The second assignment of error also have to do with estoppel. The trial court, for the reasons above stated, ruled,
correctly, as irrelevant evidence designed to show that plaintiff was aware of defendant's ineligibility.
Third assignment of error. The requirement that a candidate for public office possess certain age is based on public
policy. No specific damage or harm need be shown. And as to plaintiff's right to question defendant's qualification
to be voted, it suffices to point to Section 173 of the Revised Election Code (Republic Act No. 180), which provides
that, "When a person who is not eligible is elected to a provincial or municipal office, his right to the office may be
contested by any registered candidate for the same office before the Court of First Instance of the province, within
one week after the proclamation of his election, by filing a petition for quo warranto."
Fourth assignment of error. Proofs of defendant's age were, among others, these documents: Exhibit A and B, a
certificate of the Chief of the Division of Archives, stating that Register No. 68 referring to entries of birth in the
Civil Register of the Municipality of Victoria, Province of Tarlac, for the quarter ending March, 1929; Exhibit C, a
certificate of baptism by the parish priest of the Independent Church of Victoria, Tarlac, testifying that the date of
Jose V. A. Yap's baptism was August 9, 1931, and the date of his birth January 16, 1929; Exhibit D, a certificate by
the municipal treasurer and local civil registrar stating "that according to our records filed in this office one named
Jose V. A. Yap was born in the year 1929; . . . that (although) in the registrar of births Yap's name does not appear .

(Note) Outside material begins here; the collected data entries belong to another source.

PR #378, opened 2026-08-27
feat(layout): measure compiled PDF layout instead of eyeballing it

YanCheng-go:
## The failure

`/apply` Step 5b lists layout properties and executes none of them — they are verified by reading the rendered page, which is exactly how they get missed.

One of them is invisible to every check the repo already has. A moderncv `\cventry` renders as a `tabular`, so an entry is a single **unbreakable block**: when it does not fit in the space remaining, the whole entry moves to the next page and leaves a hole behind. The document still compiles cleanly, still reports the expected page count, and still passes `tools/verify_pdf.py`. I hit this at **273pt of dead space — roughly 19 blank lines — mid-page**, on a CV whose visual read looked fine and whose page count was correct.

## What this adds

`tools/verify_layout.py` prints, per page, where the text starts and stops, bottom whitespace as a share of page height, and the largest vertical gap between lines:

```
cv/main_acme_ml_engineer.pdf: 2 page(s) (page count is verify_pdf.py's job, not checked here)
  p1: text y 53..730 of 842pt | bottom 112pt (13%) | largest gap 46pt at y123
  p2: text y 64..756 of 842pt | bottom 84pt (10%) | largest gap 26pt at y717
layout: clean
```

Exit 1 on any of:

| Check | Threshold | Why |
|---|---|---|
| internal hole | gap > 100pt (~7 lines) | the ejected-`\cventry` failure above |
| page ends early | non-final page > 25% empty at the bottom | broken page break |
| footer collision | 2+ text lines in the bottom 90pt band | the usual result of rescuing a page with `\enlargethispage` or a negative `\vspace` |
| final page thin | last page > 35% empty | reads as an unfinished document |
| orphaned entry | page ends on a section heading, or on an un-indented entry header whose indented bullets open the next page | what `\needspace` exists to prevent — CLAUDE.md calls it "the most common failure" |

## Design notes

- **Page count is deliberately not checked here.** `verify_pdf.py --pages` already does it and CI runs it; two implementations of one rule drift.
- **No new dependency.** Geometry comes from Poppler `pdftotext -bbox`, which `verify_pdf.py` already relies on. A missing Poppler exits 2 with `skipped:` rather than failing the run — the same graceful-skip pattern as the salary lookup.
- **A lone list marker is reported differently from an orphaned header.** moderncv puts the itemize bullet glyph in its own bbox line, so a list item split across a page break looks structurally identical to a split `\cventry`. Different defect, different fix, so the message distinguishes them.
- **Indentation is judged against the document's left margin, not each page's own minimum** — otherwise a page that *opens* with bullets treats their indent as its margin and reports nothing.

## Tests

`tests/test_verify_layout.py`, 13 cases built from synthetic `Page`/`Line` geometry — no Poppler, no LaTeX toolchain, no fixture PDF. Runs in the existing `python-tests` job across the 3.10–3.14 matrix. The cases marked `SILENT FAILURE` each describe a document that compiles, reports the right page count, passes `verify_pdf.py`, and is visibly broken.

## Verification

- `python -m unittest discover -s tests -t .` → **331 tests, OK** (6 pre-existing skips)
- `python tools/security_guards.py` → OK
- Smoke-tested end to end against a real compiled 2-page moderncv CV and a 1-page `cover.cls` letter → `layout: clean`, exit 0
- `tools/lint_skills.py` not run locally (no PyYAML in my environment); CI covers it. The only skill/command file touched is `.claude/commands/apply.md`, body text only, no frontmatter change.

## Docs

- `/apply` Step 5b now measures before it looks, and explains the unbreakable-`tabular` mechanism so the fix is "shorten the entry after the hole", not "stretch the page"
- README tools listing + CHANGELOG `[Unreleased]`
- No `framework_version` bump: no file under `.claude/skills/job-application-assistant/` is touched

### DIFF
--- a/.claude/commands/apply.md
+++ b/.claude/commands/apply.md
@@ -229,7 +229,20 @@ If either compile fails, fix the error and re-compile until clean.
 
 ### 5b. Inspect layout
 
-Read both PDFs via the Read tool and verify:
+**Measure first, then look.** A visual read catches gross breakage but cannot tell you that a page is 40% empty, and the failure below survives both a clean compile and a correct page count:
+
+```bash
+python tools/verify_layout.py cv/main_<company>_<role>.pdf
+python tools/verify_layout.py cover_letters/cover_<company>_<role>.pdf
+```
+
+The script reports, per page, where the text starts and stops, bottom whitespace as a share of page height, and the largest vertical gap between lines. It exits 1 on: a hole over 100pt (~7 blank lines), a non-final page ending more than 25% early, body text colliding with the page-number footer, a final page more than 35% empty, and an entry header or section heading stranded at a page break. Page count is **not** checked here — that is `verify_pdf.py --pages`'s job, and Step 5d already runs it.
+
+The hole check is the one a visual read misses. A moderncv `\cventry` renders as a `tabular`, so it is an **unbreakable block**: when it does not fit in the space left, the whole entry jumps to the next page and leaves a hole behind, while the document still compiles and still reports the right page count. Fix it by shortening the entry that follows the hole, not by stretching the page.
+
+If Poppler is missing the script exits 2 with `skipped:` — note the degraded mode in the Step 6 report and rely on the visual inspection alone.
+
+Then read both PDFs via the Read tool and verify:
 
 **CV (`cv/main_<company>_<role>.pdf`):**
 - [ ] Exactly 2 pages (not 1, not 3)
--- a/.claude/commands/apply.md
+++ b/.claude/commands/apply.md
@@ -240,7 +240,9 @@ The script reports, per page, where the text starts and stops, bottom whitespace
 
 The hole check is the one a visual read misses. A moderncv `\cventry` renders as a `tabular`, so it is an **unbreakable block**: when it does not fit in the space left, the whole entry jumps to the next page and leaves a hole behind, while the document still compiles and still reports the right page count. Fix it by shortening the entry that follows the hole, not by stretching the page.
 
-If Poppler is missing the script exits 2 with `skipped:` — note the degraded mode in the Step 6 report and rely on the visual inspection alone.
+If Poppler is missing, or the `pdftotext` first in PATH is the xpdf build Git for Windows ships (no `-bbox`), the script exits 2 with `skipped:` — note the degraded mode in the Step 6 report and rely on the visual inspection alone. Exit 2 is never a layout verdict.
+
+The thresholds are calibrated for the stock moderncv and `cover.cls` geometry; a template registered via `/add-template` may report a phantom hole above a footer the 90pt band does not cover.
 
 Then read both PDFs via the Read tool and verify:
 
--- a/.claude/settings.json
+++ b/.claude/settings.json
@@ -16,6 +16,8 @@
       "Bash(python3 tools/job_key.py:*)",
       "Bash(python tools/verify_pdf.py:*)",
       "Bash(python3 tools/verify_pdf.py:*)",
+      "Bash(python tools/verify_layout.py:*)",
+      "Bash(python3 tools/verify_layout.py:*)",
       "Bash(pdftotext:*)"
     ]
   }
--- a/CHANGELOG.md
+++ b/CHANGELOG.md
@@ -35,10 +35,14 @@ per-file diff commands.
   check - a moderncv `\cventry` is an unbreakable `tabular`, so an entry that does not fit
   jumps to the next page and leaves a hole behind (observed at 273pt, roughly 19 blank
   lines) while the document still compiles, still reports the correct page count, and still
-  passes `tools/verify_pdf.py`. Geometry comes from Poppler `pdftotext -bbox`, already a
-  dependency; a missing Poppler degrades to a `skipped:` exit rather than a hard failure.
+  passes `tools/verify_pdf.py`. Geometry comes from Poppler `pdftotext -bbox`; Poppler is
+  optional repo-wide (since #369 `verify_pdf.py` prefers pypdf), and word bounding boxes
+  have no pypdf equivalent, so this is the one step that still wants it. A missing Poppler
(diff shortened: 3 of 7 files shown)


ayobamiseun:
Fellow contributor here — reviewed this empirically: checked out the branch, ran the suites, compiled the example documents, and stress-tested the detectors against real geometry.

**What holds up:**

- Branch is on current master; `lint_skills`, `security_guards`, `check_framework_version` all OK; `unittest discover` passes 331 tests including the 13 new synthetic-geometry cases.
- **The motivating claim is real, end-to-end.** I built a CV with a 160pt unbreakable void mid-page (the geometry an ejected `\cventry` leaves): it compiles clean, reports 2 pages, and `tools/verify_pdf.py --pages 2 --contains ...` passes it with exit 0 — while `verify_layout.py` flags a 174pt hole at the right y-position and exits 1 with an actionable message. Exactly the coverage gap the PR body describes.
- **I tried to break the footer-collision check and couldn't.** My hypothesis was a false positive on a full one-page cover letter (a signature block near the bottom would put 2+ lines in the 90pt band). Stuffing `cover_example.tex` until it nearly overflowed: body text bottoms out at ~111pt from the edge — cover.cls's own geometry keeps text out of the band, so the check can't misfire on the stock template. (A custom template registered via /add-template with tighter margins could still reach the band; not blocking, just the one place the 90pt constant is load-bearing.)
- The `-bbox` parsing works against current Poppler (26.06) output, and a missing Poppler degrades to `skipped:` exit 2 exactly as documented.

**Findings (maintainer's call on all):**

1. **Missing permission allowlist entries.** apply.md Step 5b now instructs running `python tools/verify_layout.py` on every /apply, but `.claude/settings.json` and `security_guards.py`'s required set only carry the `verify_pdf.py` entries (added by #369 for exactly this reason). Without `Bash(python tools/verify_layout.py:*)` + the `python3` variant, every /apply run prompts. This is the one concrete pre-merge ask.
2. **The stock example CV fails the tool.** `verify_layout.py cv/main_example.pdf` exits 1 — the placeholder page 2 is 77% empty, tripping the thin-final-page rule. Arguably correct (the checklist demands a full 2 pages), but worth stating as expected somewhere: anyone trying the tool on the fresh template sees a failure, and if this check is ever wired into the latex-smoke CI job on the stock example it is red from day one.
3. **The Poppler framing predates #369.** The docstring and CHANGELOG say `pdftotext -bbox` is "the same dependency verify_pdf.py already relies on" — since #369, verify_pdf prefers pypdf and Poppler is a fallback, so the Windows-without-Poppler users that PR served get `skipped:` here. Totally fair scope (word bboxes via pypdf are nontrivial), but the wording should say Poppler is optional repo-wide and the layout check is the one step that still wants it.
4. Two cosmetic notes: `largest_gap` measures top-to-top, so a tall line inflates its gap by its own height (my 160pt void read as 174pt) — errs toward over-detection, which is the right direction, maybe worth a comment; and the test file imports via `sys.path.insert` + bare `verify_layout` where `test_verify_pdf.py` uses `from tools.verify_pdf import ...` — house-style consistency only.

MadsLorentzen:
The tool earned its keep in verification: a synthetic CV with forced `\vspace{270pt}` holes is correctly flagged, the real `cover_example.pdf` signature whitespace is correctly exempt via the 1-page guards, and the security/dependency footprint is exactly as stated (stdlib + the Poppler the repo already uses). The unbreakable-`\cventry` failure mode is real and invisible to every existing check, as you said. But it currently breaks on the repo's primary platform - Windows - in two ways your environment couldn't show you:

1. **`subprocess.run(..., text=True)` without `encoding="utf-8"`** (`tools/verify_layout.py:137`): on Windows this decodes pdftotext's UTF-8 output as cp1252 and crashes with `UnicodeDecodeError` on the stock `cv/main_example.pdf`. This exact pitfall was fixed in `verify_pdf.py` two weeks ago (#369) - it passes `encoding="utf-8"` at both call sites; please match it.
2. **An incompatible pdftotext masquerades as a layout failure.** Git-for-Windows ships an xpdf-based `pdftotext` with no `-bbox` flag (exit 99); it shadows Poppler in PATH on a default setup, and the tool dies with an uncaught `CalledProcessError` and **exit 1** - indistinguishable from a real layout problem, which would send `/apply` chasing a phantom. `apply.md:274` already documents the xpdf hazard for the ATS check. Please catch `CalledProcessError` and route it to your existing `skipped:`/exit-2 path so a broken extractor degrades instead of lying.

Two advisory notes, your call: a test covering the extractor-failure path would pin (2); and a docstring line that thresholds are calibrated for the stock moderncv/cover.cls geometry would help `/add-template` users (an article-class page number in the footer band produces a phantom hole). Also flagging honestly: with the encoding fixed, the tool flags the shipped `cv/main_example.pdf` itself (page 2 of the placeholder skeleton is 77% empty - arguably a true positive, but expect the question). With 1 and 2 fixed, I'd take this.

MadsLorentzen:
Checking in: this has had no activity since Aug-29, and #378 is now conflicting on master. Still planning to pick it up? If I do not hear back by Sep-13 I will close it as stale - reopening later is one click, nothing is lost.

MadsLorentzen:
Merged, thank you - and verified on the platform the Aug-29 review was about. On this Windows machine Git for Windows' xpdf `pdftotext` 4.00 shadows MiKTeX's Poppler 24.04 in PATH, and the tool now lands on `skipped:` with exit 2 there instead of a phantom layout failure. With Poppler first in PATH it measures the stock CV (exit 1, the documented thin page 2) and passes the stock cover letter clean, and with no extractor at all it skips. 429 tests, lint, framework-version and guards green here; CI green. One tidy I made before merging: the skip message printed xpdf's entire usage text, so it now quotes only the first stderr line. Every note from both reviews is in - the encoding, the skip path and its tests, the calibration line, the Poppler framing, the allowlist. The 273pt hole was a good catch, and the tool that came out of it is better than the visual read it replaces.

. . (yet) according to the list submitted to the Municipal Secretary for Military Training, Yap appears therein as
having been born January 16, 1929;" Exhibit E, a certificate by the Registrar of the Far Eastern University, stating
that on the certificate of matriculation filed on October 7, 1947, when Jose V. Yap enrolled in the Institute of Arts
and Sciences, the applicant's date of birth was stated as January 16, 1929.

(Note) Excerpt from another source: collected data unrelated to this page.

PR #383, opened 2026-08-28
feat(linkedin-search): report closed postings via isActive, wire into /scrape (adopts #280)

ayobamiseun:
Adopts and finishes #280 per the maintainer's note there ("if we don't hear back in about a week, we'll take that as okay to adopt it" — Aug 22, no response since). @navakanth1984's original commit is preserved and credited as the first commit on this branch; the two follow-ups implement the review's four asks. Happy to hand this back if they return.

## What changed and why

**Ask 1 — fixture-pinned tests, both directions.** Four new cases in `parsing.test.ts`, built around the closed-topcard `<figure>` captured from a real expired guest posting (the Aug 9 empirical review on #280): the closed banner yields `isActive: false`, an open page yields `true`, and two false-positive cases pin that the closed phrase or class appearing in a *description* does not flag a live job. The false-positive pair **fails on the unscoped first version** (verified before fixing) — exactly the review's predicted failure.

**Ask 2 — detection scoped to the top card, speculative markers dropped.** The search now stops where the description markup begins (`show-more-less-html__markup` / `description__text`), and matches only the two markers real closed pages carry: the `closed-job__flavor` class and the "No longer accepting applications" text. The three phrases that never occur on LinkedIn's actual closed state are gone. Per the review's endorsement of the Aug 9 findings, plus the absence-of-evidence code comment: `isActive: true` means "no closed banner found", not verified-open.

**Ask 3 — the signal is wired in, mark-never-drop.** `/scrape` Step 2 (job-scraper SKILL.md) now instructs: a detail whose `isActive` is `false` is recorded in `seen_jobs.json` with `"status": "expired"` (existing vocabulary) and left out of the presentation — following the `/rank` pattern the review pointed at, so a later read of stored state can explain the exclusion. This is the fix for the #331 ghost-jobs class: an expired LinkedIn URL redirects to a *similar live job*, so closed-at-source is precisely the state worth recording.

**Ask 4 — CHANGELOG** entry under `[Unreleased]`, crediting the adoption.

Also resolved in the rebase over current master: the original diff re-added `applyUrl`, which master has since removed and pinned removed (review finding F19) — the rebase keeps only `isActive`.

## Verification

- `bun test` in `linkedin-search/cli`: 45 pass / 0 fail (25 in parsing.test.ts); `bun run typecheck` clean.
- New false-positive tests verified to fail against the unscoped detection before the fix (2 fail → 0 fail after scoping).
- Live check (2 guest requests, per the skill's personal-use procedure): a fresh Berlin posting returns `isActive: true` in `detail --format json`; the closed direction is pinned by the captured real banner.
- `python3 tools/lint_skills.py`, `check_framework_version.py`, `security_guards.py`, `unittest discover` (318 tests): all OK.

Closes #280's review asks; supersedes #280.

### DIFF
--- a/.agents/skills/linkedin-search/cli/src/commands/detail.ts
+++ b/.agents/skills/linkedin-search/cli/src/commands/detail.ts
@@ -39,6 +39,7 @@ export async function runDetail(opts: DetailOpts): Promise<number> {
         job.employmentType ? `Employment: ${job.employmentType}` : "",
         job.jobFunction ? `Function: ${job.jobFunction}` : "",
         job.industries ? `Industries: ${job.industries}` : "",
+        `Status: ${job.isActive ? "ACTIVE" : "CLOSED / EXPIRED"}`,
         "",
         job.description || "(no description)",
         "",
--- a/.agents/skills/linkedin-search/cli/src/helpers.ts
+++ b/.agents/skills/linkedin-search/cli/src/helpers.ts
@@ -63,6 +63,7 @@ export interface JobDetail extends JobCard {
   employmentType: string | null
   jobFunction: string | null
   industries: string | null
+  isActive: boolean
 }
 
 /**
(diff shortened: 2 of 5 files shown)


MadsLorentzen:
Merged - thank you for the model adoption: @navakanth1984's commit preserved with authorship intact, the review's four asks implemented precisely, and the false-positive pair genuinely fails against the unscoped detection (verified by swapping the original helpers.ts under your tests: exactly those two fail). 45/45 CLI tests, 318 repo tests, 18/18 CI. This also closes the loop on the #331 ghost-jobs class at the source. @navakanth1984 - thank you for the original diagnosis and the gracious handoff; the credit in the CHANGELOG names you.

Granting that Exhibit E should not have been admitted, the error could not change the result, with Exhibits A to D
attesting to the same fact sought to be proved by Exhibit E. However the latter certificate was properly allowed if
only as part of defendant's testimony; for the defendant, on the witness stand, admitted that he had furnished the
information set forth in that paper. Specifically he admitted that he was born on January 16, 1929.
The question whether damages are proper subject of counterclaim in a quo warranto proceeding of this nature is
immaterial in view of the result of the case which fully justified plaintiff's action.
Paras, C.J., Pablo, Padilla, Montemayor, Bautista Angelo and Labrador, JJ., concur.